3. **Parallel `.map()`** pre-generates every scripted beat at deploy time, fanning
   the **32 voice-crack takes across containers at once** and keeping the best.
4. **Volume** persists the designed CFO reference voice + model cache + chosen beats.
5. **Right-sized GPUs** — an A100 only for the 8B witness brain; the 2B voice and
   the ASR ride cheaper A10Gs.

**Measured (warm, this deploy).** A live dynamic turn is `MiniCPM4.1-8B` **→ 5.3s**
for the witness's reply, then `VoxCPM2` **→ 8.6s** for ~4.5s of 48 kHz speech
(RTF ≈ 1.9) — the line lands as **text first**, the voice follows. The five
**scripted beats** (intro · opening · the voice-crack · win · lose) are pre-rendered
by the parallel `.map()` pass and served straight from the Volume, so every
*dramatic* moment plays **instantly** off the per-turn path. Idle containers →
`$0` via `scaledown_window`. (Container-seconds / $-per-match read live from the
Modal dashboard, not fabricated.)

## 🧠 Best MiniCPM Build
The witness *is* a MiniCPM model. `openbmb/MiniCPM4.1-8B` runs the entire persona —
it reads the delivery stance, decides what Reid admits or hides, and leaks a thread
toward an uncaught lie when you sound unsure — and `openbmb/VoxCPM2` gives him the
voice that cracks on the break.
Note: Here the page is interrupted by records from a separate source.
PR #234, opened 2024-08-16
[fix] remove space leaks in (,) by using strict state

MangoIV:
- benchmarks on maintainer-list.nix give a baseline of 88M max residency, nice triangle of death and a bit over 4 seconds duration
- heap profile shows a lot of memory allocated to (,)
- removing usagge of (,) in own code didn't affect the profile
- changing to strict state improves memory from 88 to 40 max residency and runtime goes down by 1 second

### DIFF
--- a/src/Nixfmt/Lexer.hs
+++ b/src/Nixfmt/Lexer.hs
@@ -5,7 +5,7 @@
 
 module Nixfmt.Lexer (lexeme, pushTrivia, takeTrivia, whole) where
 
-import Control.Monad.State (MonadState, evalStateT, get, modify, put)
+import Control.Monad.State.Strict (MonadState, evalStateT, get, modify, put)
 import Data.Char (isSpace)
 import Data.List (dropWhileEnd)
 import Data.Maybe (fromMaybe)
--- a/src/Nixfmt/Types.hs
+++ b/src/Nixfmt/Types.hs
@@ -44,7 +44,7 @@ module Nixfmt.Types (
   walkSubprograms,
 ) where
 
-import Control.Monad.State (StateT)
+import Control.Monad.State.Strict (StateT)
 import Data.Bifunctor (first)
 import Data.Foldable (toList)
 import Data.Function (on)


infinisil (approved):
Very nice, thanks a lot!

infinisil:
Can I ask how you're doing the benchmarking? I don't have a lot of experience doing that with Haskell

MangoIV:
> Can I ask how you're doing the benchmarking? I don't have a lot of experience doing that with Haskell

Heap Profiling: compile the program with profiling (e.g. by using the `--enable-profiling` with `cabal`), then run the program with heap profiling enabled in the RTS, e.g. to break down by cost centre and output to an eventlog, `+RTS -hc -l-au`, then use `haskellPackages.eventlog2html` to visualize the heap profile. 

Time profiling: almost the same, except you run with `+RTS -p -l-au` , then you can convert the eventlog to a json with `haskellPackaes.hs-speedscope` and load it into e.g. https://speedscope.app. 

The GHC manual also has a section about profiling haskell programs: 
https://downloads.haskell.org/ghc/latest/docs/users_guide/profiling.html

MangoIV:
lazy state is a red herring though, so that wasn't too hard, thankfully

infinisil:
Very useful, thanks!

MangoIV:
image

I have gotten `nixfmt` fast enough to feasibly run on hacke-packges.nix and even though the pretty printer is much faster than the parser, it  still got a pretty bad space leak

MangoIV:
The big brown triangle is labeled with `Int`, which means that it's probably some arithmetic that is not forced.

MangoIV:
image

and this is how it looks when it's gone.

MangoIV:
(yeah, the space leak of the parser is still pretty bad, I just now fixed `set` to force its arguments...)

MangoIV:
image

`DocE` uses lists, which is a really bad datatype for these sorts of things, so there's another space leak (orange triangle in the bottom right)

The 8B brain is the **core of the experience, not a
bolt-on**: every line Reid speaks is MiniCPM under a stance- and tier-conditioned
system prompt, so the drama lives or dies on how well a small model holds a character
under pressure.

## Run it
**Offline (no GPU, no Modal — boots anywhere):**
```bash
pip install -r requirements.txt
python app.py            # WITNESSBOX_BACKEND defaults to "mock"; type your questions
```
The full game loop — stance, the catch engine, state, win/lose, audio autoplay —
runs locally against a rule-based mock witness, so the end-to-end flow is provable
without a single GPU.

**Live (real models):**
```bash
modal deploy modal_app.py            # serves MiniCPM4.1-8B, VoxCPM2, Whisper ASR
modal run modal_app.py               # pre-generate the scripted beats (.map)
WITNESSBOX_BACKEND=modal python app.py
```
On a Space, set `MODAL_TOKEN_ID` / `MODAL_TOKEN_SECRET` as secrets. Lookups are
lazy and fall back to mock if Modal is unreachable, so the Space always boots.

## Integrity
Detection fires against three **planted** lies with concrete cues — reliable, not
"magical." The model never grades itself. Cost/latency numbers are measured. No
"only entry that…" claims about a moving field.